It was an epic Wallingford Bunkfest this
year. It’s always amongst the best events of the year but this one was special. The weather wasn’t perfect but only one
Saturday show and film night curtailed, with Sunday turning warm and kind thus
allowing people to forget the tempestuous Saturday night. Huge crowds as ever,
generous hats and all my extended family in attendance. We all jigged on
Saturday night to the compelling and infectious Demon Barbers on the main stage as the rain
pelted down. Their dancers were superb
bringing ‘some of the UK’s most exciting young Clog, Sword, Hip
Hop & Break dancers onto the concert stage to create the live folk music
& dance spectacular of the year.’ Certainly was.
And just as their show finished, as if it
wasn’t wet enough, the rains really came down in a torrential storm and a
wonderful divine exclamation mark of a lightning flash and roll of thunder
finished it all off. In the lorry soon
afterwards there were twelve drenched mammals (two of them four legged ones)
sharing towels, tea and laughter and a fire to dry everyone and everything off.
A splendid night was enjoyed by all.
The hoverboard really came into its own
there this year, as it had at Havenstreet.

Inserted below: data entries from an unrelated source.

PR #5941, opened 2025-08-20
feat: add environment variable to protect API docs with authentication

matthewelwell:
## Changes

Adds a new environment variable (`REQUIRE_AUTHENTICATION_FOR_API_DOCS`) which, when set to True, forces users to authenticate using Basic Authentication in order to access API docs. 

Ran the API locally with `REQUIRE_AUTHENTICATION_FOR_API_DOCS: True` and verified that I couldn't access any of the following routes without authentication.

```
/api/v1/docs/
/api/v1/swagger.json
/api/v1/swagger.yaml
```

By authenticating with the credentials from any user in the system, I am able to access the API docs.

Also ran the API locally with `REQUIRE_AUTHENTICATION_FOR_API_DOCS: False` to verify that the behaviour hasn't changed.


docs/docs/deployment/hosting/locally-api.md
```diff
@@ -230,6 +230,7 @@ the below variables will be ignored.
 - `API_USAGE_CACHE_SECONDS`: Controls how frequently the usage cache is flushed. Defaults to 60 seconds
 - `PROMETHEUS_ENABLED`: Enables the Prometheus `/metrics` endpoint. Default is False.
 - `PROMETHEUS_HISTOGRAM_BUCKETS`: Allows to specify your bucket sizes for Prometheus histograms, e.g., `"0.5,0.6,1.0,Inf"`. Defaults to Python Prometheus client default histogram sizes.
+- `REQUIRE_AUTHENTICATION_FOR_API_DOCS`: If set to True, users must be authenticated with django admin to access API docs.
```
gagantrivedi: App login will not work here?

matthewelwell: sorry, forgot to update the docs after changing to basic authentication - thanks for the catch

gagantrivedi (approved):

PR #5942, opened 2025-08-20
fix(env-update): make is_creating read only

gagantrivedi:

## Changes
Make `is_creating` a read-only field because a user should not be allowed to update it.

Add unit test

### DIFF
--- a/api/environments/serializers.py
+++ b/api/environments/serializers.py
@@ -58,7 +58,10 @@ class EnvironmentSerializerLight(serializers.ModelSerializer):  # type: ignore[t
             "use_identity_overrides_in_local_eval",
             "is_creating",
         )
-        read_only_fields = ("use_v2_feature_versioning",)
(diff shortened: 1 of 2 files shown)


api/environments/serializers.py
```diff
@@ -104,7 +107,6 @@ class Meta(EnvironmentSerializerWithMetadata.Meta):
         fields = EnvironmentSerializerWithMetadata.Meta.fields + (  # type: ignore[has-type]
             "total_segment_overrides",
         )
-        read_only_fields = ("total_segment_overrides",)
```
gagantrivedi, line 107: This ended up in this PR because typing had issues with that line. I removed it since it’s already in the retrieve serializer, where everything is read-only anyway. I can bring it back if you disagree.

Zaimwa9 (approved):
Thanks 👍

PR #5945, opened 2025-08-20
fix: correct implementation for email validation on login

matthewelwell:
## Changes

This is a re-implementation of #5848 , but I need to verify with @Zaimwa9 what the reason for the original implementation is at it seems unnecessary to me. 

Updated / added unit tests.

### DIFF
--- a/api/custom_auth/serializers.py
+++ b/api/custom_auth/serializers.py
@@ -2,7 +2,12 @@ from typing import Any
 
 from common.core.utils import is_saas
 from django.conf import settings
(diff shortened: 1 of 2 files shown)


api/custom_auth/serializers.py
```diff
@@ -20,6 +25,16 @@
 )
 
 
+class CustomTokenCreateSerializer(TokenCreateSerializer):  # type: ignore[misc]
```
Zaimwa9, line 28: I think it just needs to be added to the view to pass
`serializer_class = CustomTokenCreateSerializer`

Thanks for jumping on it

PR #5946, opened 2025-08-20
infra: split out rules and conditions ordering vars and enable conditions ordering in production

matthewelwell:
## Changes

Due to a regression where conditions within a given rule have started suffering from the same issue as rules with regards to ordering not being based on the id as is implicitly expected in the code, this PR splits out the rules and conditions ordering settings so that we can maintain the current behaviour for rules while resolving it for conditions. 

N/a - cannot be tested on local dataset, needs testing in production.


khvn26 (dismissed):

api/app/settings/common.py
```diff
@@ -1368,10 +1368,25 @@
 
 SEGMENT_RULES_CONDITIONS_LIMIT = env.int("SEGMENT_RULES_CONDITIONS_LIMIT", 100)
 
+# These settings are to handle large datasets / odd behaviour where rules and conditions
+# often aren't returned in the order that they were created in, which the code implicitly
+# expects.
 SEGMENT_RULES_CONDITIONS_EXPLICIT_ORDERING_ENABLED = env.bool(
```
khvn26, line 1374: This setting doesn't seem to do anything now?

Maybe we could implement compatibility with it via defaults or somehow else?

matthewelwell: It does, see below

matthewelwell: I probably should just use it as a default though, you're right

matthewelwell: Done

khvn26 (approved):

PR #6752, opened 2026-02-23
chore: Reduce sentry sampling rate

matthewelwell:
## Changes

In order to manage the Sentry subscription cost, this PR achieves 2 things: 

 1. Reduces the default sample rate from 100% (default) to 50%
 2. Ignores any requests to `/api/v1/analytics/telemetry` which are sent by self-hosted deployments and we don't need to monitor the performance of

Will be tested by monitoring the usage of sentry in production.

### DIFF
--- a/api/integrations/sentry/samplers.py
+++ b/api/integrations/sentry/samplers.py
@@ -2,7 +2,7 @@ from contextlib import suppress
 
 from django.conf import settings
 
-NON_FUNCTIONAL_ENDPOINTS = ("/health", "")
+NON_FUNCTIONAL_ENDPOINTS = ("/health", "", "/api/v1/analytics/telemetry/")
 SDK_ENDPOINTS = {
     "/api/v1/flags",
     "/api/v1/identities",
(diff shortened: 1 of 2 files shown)


api/integrations/sentry/samplers.py
```diff
@@ -2,7 +2,7 @@
 
 from django.conf import settings
 
-NON_FUNCTIONAL_ENDPOINTS = ("/health", "")
+NON_FUNCTIONAL_ENDPOINTS = ("/health", "", "/api/v1/analytics/telemetry/")
```
khvn26, line 5: Do we need to add `"/metrics"` here?

matthewelwell: Good question... I would have thought so, yes, but according to [this](https://flagsmith.sentry.io/explore/traces/?aggregateField=%7B%22groupBy%22%3A%22transaction%22%7D&aggregateField=%7B%22yAxes%22%3A%5B%22count%28span.duration%29%22%5D%7D&environment=production&mode=aggregate&project=5544478&query=&statsPeriod=7d) view, it appears that we don't.

khvn26 (approved):

PR #6756, opened 2026-02-23
fix: parse-string-user-agents-to-int-in-mapper

Zaimwa9:

## Changes
- Parse user-agent to int

It assumes that we missed user agent in production at the moment because influx would return strings

- Tests


khvn26 (approved):
LGTM 👍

The lawn-like Kinecroft (the central
green in this lovely old town once providing free animal grazing for its medieval
inhabitants and preserved today as a community resource) and its criss-cross paths made perfect surfaces for it. I used the
hoverboard for shopping into town, for water collection and for breakfast
sorties. What a relief for old battered knees.
All you do is think and lean and it takes you there. I try to imagine myself as a twelve-year-old
thinking about this strange and addictive form of transport. It would have seemed like magic. I always had
a fascination for carts and bikes of all sorts, inventing and making soap box
carts from old prams with string pulled steering systems. I’ve always tinkered with bikes and, later,
cars. Travelling has always fascinated me and the hoverboard continues the
fascination. Put me down for a
driverless car, a personal jet backpack or a Star trek Transporter.
At Wallingford, old friends of all ages
venture onto the Kinecroft during the setup and it is wonderful to catch up on
their news and see the warmth with which I am held there. It’s a very special place and my shade will
always wander there.
My good friends Ralph and Helen were well
and as ever. Ralph had finished a
wonderful prop for the show, with his imaginative expertise with all things electronic. I have spoken of a new 1914-18 war tribute,
using Noel Coward’s evocative ‘I’ll see you again’. Ralph has created a device which can only be
described as a petal flutterer. It is a
device which automatically flutters red (poppy) petals down in front of the moon
and back drop on the stage at the end of the routine. It works
completely by remote control too. I have
a little button in my pocket and it just happens. Genius.
The rest of the routine has been suggested
by my good friend and brother in exile, Greg Chapman of Condensed Histories.
Google him. Greg worked on the stage alongside during the Isle of Wight Steam
Show and we (just about) managed to pass juggle fire clubs during the third
show of the day as a climax to the fire routine. Greg suggested a moving idea which I will
work on during the winter for the first part of the 1941-18 tribute routine.
Watch this space, but I am hoping it will be rather different from most of the
other routines.
So all in all a lovely end to the summer season. With a few back end fairs left before autumn
really sets in, there’s still time for the new routines to become bedded in and
some good ideas to work on in winter.